Seit geraumer Zeit droppen meine F
PS in League of Legends bzw schwanken im Bereich von 130-200.Teilweise fühlt es sich auch so an als würde das Bild nachgezogen werden also sehr unflüssig... Spiele auf einem 144hz monitor und hatte sonst keine Probleme..

Meine Hardware.:
Ryzen 2600 @4.1ghz
Asus rog b450-f
16gb ddr4 g-skill @3400mhz
Samsung 840 120gb (system Platte) 
1TB Toshiba HDD
500gb NVMe WD Black
Thermaltake 530Watt

Falls sonst noch Infos gebraucht werden-gerne schreibe ich weitere rein 

Danke schonmal! Freue mich über jede Idee

Gruss Stefan


----------



## Tolotos66 (4. April 2020)

Und keine Graka?
Mal die Ereignisanzeige auslesen.
Unnötige Dienste deaktivieren.
Instabiles RAM-OC.
Wie alt ist das NT und genaue Bezeichnung.
Alle Treiber und UEFI aktuell?
Gruß T.


----------



## muadib (4. April 2020)

Wie wärs, wenn du nebenbei Programme wie MSI Afterburner laufen lässt und dabei alle relevanten Parameter aufzeichnest? Entscheidend sind dann die Momente, in denen das Spiel nicht flüssig ist. 

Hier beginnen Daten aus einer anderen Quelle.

PR #2385, opened 2022-06-28
fix: take the rollback procedure out of the admonition into a separate module

max-cx:
1. Take the rollback procedure out of the admonition into a separate module to make it comply with the modular docs framework.
2. Improve the verification step in response to Rolfe's feedback.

Ich hatte manchmal auch das Problem, dass Windows meinen 144Hz Monitor wieder auf 60Hz zurückgestellt hat, was beim Spielen sofort auffiel.


----------



## Stevyion (4. April 2020)

Grafikkarte ist eine EVGA gtx 1070 sc
NT ist doch ein Thermaltake Smart RGB 600W
SPR-0600NHSAW
 Netzteil wurde am 6.03.2018 gekauft... 
Treiber und BIOS sind alle auf dem neuesten Stand. 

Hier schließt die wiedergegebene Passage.